# low light floating plants?



## DreamCatcher (Sep 26, 2010)

any?


----------



## PinoyBoy (Mar 14, 2008)

[STRIKE]Duckweed <--- AVOID AS MUCH AS POSSIBLE... Infact ignore this first line of this post.[/STRIKE]
Water spangels
Azolla
Red root floaters
Frogbit (American or Amazon your pick)
Water Lettuce
Mini Water Lettuce
Water Cabbage <-- Sarcasm

And alot more. Some of them like the red root floater turns a nice pink~ish hue when in a high light environment.


----------



## Noahma (Oct 18, 2009)

Red root floater is pretty good in low light.

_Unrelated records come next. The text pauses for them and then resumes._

PR #15130, opened 2023-07-18
Support `as` and `satisfies` expressions for Flow

gkz:
## Description

Adds support for  printing `as` and `satisfies` expressions in Flow.
```
const x = y as T;
```

This is accomplished first by factoring out TypeScript's logic and using/extending that.

Tests are mostly copied from TS's tests. I did a `diff` of Flow's and TS's snapshot file to confirm that that differences were expected (from input change).

## Checklist

### DIFF
--- a/src/language-js/print/flow.js
+++ b/src/language-js/print/flow.js
@@ -10,6 +10,7 @@ import {
   rawText,
 } from "../utils/index.js";
 import isFlowKeywordType from "../utils/is-flow-keyword-type.js";
+import { printBinaryCastExpression } from "./cast-expression.js";
 import { printClass } from "./class.js";
 import {
   printOpaqueType,
@@ -276,6 +277,11 @@ function printFlow(path, options, print) {
           ? ["(", print("value"), ")"]
           : []),
       ];
+
+    case "AsExpression":
+    case "AsConstExpression":
+    case "SatisfiesExpression":
+      return printBinaryCastExpression(path, options, print);
   }
 }
 
--- a/src/language-js/utils/index.js
+++ b/src/language-js/utils/index.js
@@ -55,7 +55,7 @@ function hasNakedLeftSide(node) {
     node.type === "TaggedTemplateExpression" ||
     node.type === "BindExpression" ||
     (node.type === "UpdateExpression" && !node.prefix) ||
-    isTSTypeExpression(node) ||
+    isBinaryCastExpression(node) ||
     node.type === "TSNonNullExpression" ||
     node.type === "ChainExpression"
   );
@@ -795,6 +795,9 @@ function startsWithNoLookaheadToken(node, predicate) {
     case "TSSatisfiesExpression":
     case "TSAsExpression":
     case "TSNonNullExpression":
+    case "AsExpression":
+    case "AsConstExpression":
+    case "SatisfiesExpression":
       return startsWithNoLookaheadToken(node.expression, predicate);
     default:
       return predicate(node);
@@ -1101,9 +1104,14 @@ const markerForIfWithoutBlockAndSameLineComment = Symbol(
   "ifWithoutBlockAndSameLineComment",
 );
 
-const isTSTypeExpression = createTypeCheckFunction([
+const isBinaryCastExpression = createTypeCheckFunction([
+  // TS
   "TSAsExpression",
   "TSSatisfiesExpression",
+  // Flow
+  "AsExpression",
+  "AsConstExpression",
+  "SatisfiesExpression",
 ]);
 
 export {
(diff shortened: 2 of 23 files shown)


gkz:
Does anyone have an idea why "Prod / Node.js 18 on ubuntu-latest (Full Test) (pull_request)" (and only that) is failing? 
Running the tests locally passes

thorn0:
The names `isTypeExpression` and `printCastExpression` are inconsistent and also both aren't really good names. How about `isBinaryCastExpression`/`printBinaryCastExpression`?

gkz:
> The names `isTypeExpression` and `printCastExpression` are inconsistent and also both aren't really good names. How about `isBinaryCastExpression`/`printBinaryCastExpression`?

All casts are binary, but you're right it should be `isCastExpression` & `printCastExpression` - will update

fisker:
But there is already a node type called `TypeCastExpression`. https://github.com/prettier/prettier/blob/24dfe5afe768b627f09484426b26fca764251225/src/language-js/print/flow.js#L248

gkz:
> But there is already a node type called `TypeCastExpression`.
> 
> https://github.com/prettier/prettier/blob/24dfe5afe768b627f09484426b26fca764251225/src/language-js/print/flow.js#L248

You're right, I can call it `isBinaryCastExpression `. The other one requires parens so isn't like a binary expression.

src/language-js/print/flow.js
```diff
@@ -276,6 +277,18 @@ function printFlow(path, options, print) {
...
+
+    case "AsExpression":
+    case "AsConstExpression":
+    case "SatisfiesExpression": {
+      const operator =
+        node.type === "AsExpression"
+          ? "as"
+          : node.type === "AsConstExpression"
+          ? "as-const"
+          : "satisfies";
```
fisker, line 289: Let's get `operator` in `printBinaryCastExpression`.

fisker: So we can use `node.type === "AsExpression" || node.type === "TSAsExpression"`.

src/language-js/utils/index.js
```diff
@@ -1101,9 +1104,14 @@ const markerForIfWithoutBlockAndSameLineComment = Symbol(
...
 );
 
-const isTSTypeExpression = createTypeCheckFunction([
+const isBinaryCastExpression = createTypeCheckFunction([
+  // TS
   "TSAsExpression",
   "TSSatisfiesExpression",
+  // Flow
+  "AsExpression",
+  "AsConstExpression",
```
fisker, line 1113: I'm not familiar with flow AST, any reason why we are not parsing it as `AsExpression` like TS? 
There should be edge cases format differently between Flow and TS.

gkz: `x as const` is really just a one argument (`x`) operation. TS does something weird where they parse it as a binary `as` expression where the right hand side is a type identifier `const`, but then they match on it and ignore it?

gkz: https://www.typescriptlang.org/docs/handbook/release-notes/typescript-3-4.html#const-assertions

fisker: Make sense.

fisker: `let x = "hello" as /* comment */ const;` format different. 😄 

Allow comment in "operator" also wired to me...

tests/format/flow/as-satisfies-expression/jsfmt.spec.js
```diff
@@ -0,0 +1 @@
+run_spec(import.meta, ["flow"], { errors: { "babel-flow": true } });
```
fisker, line 1: If tests are both valid in TS and Flow  we can  add `typescript` parser here, so we can make them print consistently if possible.  If code not valid in TS, please ignore.

src/language-js/utils/index.js
gkz: Yeah I think it's weird that TS supports a comment in between `as` and `const` - it's just a side effect of how they decided to parse this

tests/format/flow/as-satisfies-expression/jsfmt.spec.js
gkz: The tests in general are not valid for both TS and Flow. We still have a variety of syntactic differences (though over time, it's getting a bit closer as you see).

gkz:
Sorry I went on vacation and when I got back started working on other stuff.
I've updated the PR now as per your latest comment.

src/language-js/print/flow.js
fisker: I see thumbs up here, but code didn't change.

fisker:
https://github.com/prettier/prettier/pull/15130#discussion_r1270982236

src/language-js/print/flow.js
gkz: Changes should be amended and force pushed now

gkz:
I'm used to using Mercurial every day so forgot to add the files before amending!

fisker (approved):

fisker:
Do we need a release after merge, or we can wait?

gkz:
> Do we need a release after merge, or we can wait?

I'm not in a rush with this

sosukesuzuki (approved):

The only problem is under low light, the leaves are light green, and the roots white. But other than that, it grows well under low light


----------



## jokoz (Aug 26, 2009)

I have riccia floating in some of my tanks, all low light.


----------



## Guns286 (Sep 17, 2009)

+1 Avoiding Duckweed. I cant get rid of the stuff. After a nuclear war all that will be left is roaches and duckweed!


----------



## fish-n-pups (Feb 20, 2010)

I second the frogbit. It grows like crazy though and soon you'll be giving it away!


----------